• [Input data]
■ ■ ■ ■
PR #9840, opened 2026-06-12
Porting seq_split to master

CEisenhofer:


CEisenhofer:
@NikolajBjorner Currently just the code. Still needs to be used within the legacy solver

CEisenhofer:
Update: Added it to the seq solver (probably quite buggy)

src/ast/rewriter/seq_split.h
```diff
@@ -0,0 +1,118 @@
...
+struct split_pair {
+    expr_ref m_d;
+    expr_ref m_n;
+    split_pair(expr* d, expr* n, ast_manager& m) : m_d(d, m), m_n(n, m) {
+        SASSERT(d && n);
+    }
+};
+
+// A split-set is a union of individual splits.
+typedef vector<split_pair> split_set;
```
NikolajBjorner, line 45: what about making this API more abstract.
The service it provides is to expose an iterator of split_sets.

You can have the iterator return a std::option<split_pair> to communicate failure case. Or you can have the iterator expose a method if it provided only a partial split enumeration.

namespace seq {
    class split {
        struct imp;
        imp * m_imp;
    public;
        split(...);
        class iterator { // see term_enumerator branch for term_enumerator.h

        };

        class set {
        public:
             iterator begin();
             iterator end();
        };

        set operator(expr* r);

    };
}

src/ast/rewriter/seq_split.h
```diff
@@ -0,0 +1,118 @@
...
+    ast_manager&   m() const;
+    seq_util&      seq() const;
+    seq_util::rex& re() const;
+
+    // Push <d, n> onto `out`, unless `oracle` rejects it.
+    void push(split_set& out, split_oracle const& oracle, expr* d, expr* n) const;
+
+    // S1 cap S2 = { <D1 cap D2, N1 cap N2> } dropping any pair with a bottom
+    // component (and any rejected by `oracle`).  Returns false on threshold overrun.
+    bool intersect(split_set const& s1, split_set const& s2, split_set& result,
```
■ ■ ■ ■
• [About this exercise]
Output only the lines from the one that contains "imp * m_imp;" through the last line of the data above, each restated exactly.

• [Finished exercise]
        imp * m_imp;
    public;
        split(...);
        class iterator { // see term_enumerator branch for term_enumerator.h

        };

        class set {
        public:
             iterator begin();
             iterator end();
        };

        set operator(expr* r);

    };
}

src/ast/rewriter/seq_split.h
```diff
@@ -0,0 +1,118 @@
...
+    ast_manager&   m() const;
+    seq_util&      seq() const;
+    seq_util::rex& re() const;
+
+    // Push <d, n> onto `out`, unless `oracle` rejects it.
+    void push(split_set& out, split_oracle const& oracle, expr* d, expr* n) const;
+
+    // S1 cap S2 = { <D1 cap D2, N1 cap N2> } dropping any pair with a bottom
+    // component (and any rejected by `oracle`).  Returns false on threshold overrun.
+    bool intersect(split_set const& s1, split_set const& s2, split_set& result,
```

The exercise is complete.